PR #21504, opened 2021-11-18
[hwloc] update to 2.6.0

### LINKED ISSUE #20899: hwloc update to 2.6 (it has native CMake support)
Library name: hwloc
New version number: 2.6

Hello
I am the upstream maintainer of hwloc. I was told about this project and we had some users requesting native CMake support for building hwloc on Windows. So I took your CMakeLists.txt as a base, updated it to hwloc 2.6 and added some additional features. See https://github.com/open-mpi/hwloc/pull/484

Differences between your CMakeLists.txt and mine:
* I commented-out your snprintf/strtoull reenabling because we had some issues with them in the past, and I don't know how to make sure we're not running on such old/broken build environment. It shoudn't hurt much anyway.
* I didn't apply any change that is currently in portfile.cmake because I am not why they are needed and why they are not in CMakeLists.txt
* all tools and lstopo are now built but may be disabled with HWLOC_SKIP_LSTOPO and HWLOC_SKIP_TOOLS
* I install these tools in bin/ instead tools/hwloc/ (if you need a way to customize that, let me know).
* dolib.c isn't needed *inside* the library, it's an external tool that helps linking the library on MinGW

If you have some feedback before I release hwloc 2.6 officially next week, I'll be happy to update the CMakeLists. Otherwise we'll update it in future releases.

In the future, I'd like to be able to rename libhwloc.dll into libhwloc-15.dll to match other builds. If there's a need to disable that, let me know.

FrankXie05:
Fix #20899 

Update hwloc version to 2.6.0

Note: no feature need to test

### DIFF
--- a/ports/hwloc/vcpkg.json
+++ b/ports/hwloc/vcpkg.json
@@ -1,12 +1,22 @@
 {
   "name": "hwloc",
-  "version": "2.5.0",
+  "version": "2.6.0",
   "port-version": 1,
   "maintainers": "bgoglin<Brice.Goglin@inria.fr>",
   "description": [
     "Portable Hardware Locality (hwloc)",
     "The Portable Hardware Locality (hwloc) software package provides a portable abstraction (across OS, versions, architectures, ...) of the hierarchical topology of modern architectures, including NUMA memory nodes, sockets, shared caches, cores and simultaneous multithreading. It also gathers various system attributes such as cache and memory information as well as the locality of I/O devices such as network interfaces, InfiniBand HCAs or GPUs."
   ],
+  "dependencies": [
+      {
+        "name": "vcpkg-cmake",
+        "host": true
+    },
+    {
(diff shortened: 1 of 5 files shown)


ports/hwloc/vcpkg.json
```diff
@@ -1,12 +1,22 @@
...
+  "dependencies": [
+    {
+      "name": "vcpkg-cmake",
+      "host": true
+    },
+    {
+      "name": "vcpkg-cmake-config",
+      "host": true
+    }
+  ]
```
NancyLi1013, line 21:
```suggestion
```
Seems like this is not used in this port, why do you add the dependencies?

NancyLi1013 (changes requested):

PhoebeHui:
Confirm with Frank, the original repo was removed by mistake, he will summit a new PR for this.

#### WORK INSTRUCTION
Starting with the first line above and ending with the line that holds "Update hwloc version to 2.6.0", restate each line word for word and add nothing else.

#### EXERCISE SOLUTION
PR #21504, opened 2021-11-18
[hwloc] update to 2.6.0

### LINKED ISSUE #20899: hwloc update to 2.6 (it has native CMake support)
Library name: hwloc
New version number: 2.6

Hello
I am the upstream maintainer of hwloc. I was told about this project and we had some users requesting native CMake support for building hwloc on Windows. So I took your CMakeLists.txt as a base, updated it to hwloc 2.6 and added some additional features. See https://github.com/open-mpi/hwloc/pull/484

Differences between your CMakeLists.txt and mine:
* I commented-out your snprintf/strtoull reenabling because we had some issues with them in the past, and I don't know how to make sure we're not running on such old/broken build environment. It shoudn't hurt much anyway.
* I didn't apply any change that is currently in portfile.cmake because I am not why they are needed and why they are not in CMakeLists.txt
* all tools and lstopo are now built but may be disabled with HWLOC_SKIP_LSTOPO and HWLOC_SKIP_TOOLS
* I install these tools in bin/ instead tools/hwloc/ (if you need a way to customize that, let me know).
* dolib.c isn't needed *inside* the library, it's an external tool that helps linking the library on MinGW

If you have some feedback before I release hwloc 2.6 officially next week, I'll be happy to update the CMakeLists. Otherwise we'll update it in future releases.

In the future, I'd like to be able to rename libhwloc.dll into libhwloc-15.dll to match other builds. If there's a need to disable that, let me know.

FrankXie05:
Fix #20899 

Update hwloc version to 2.6.0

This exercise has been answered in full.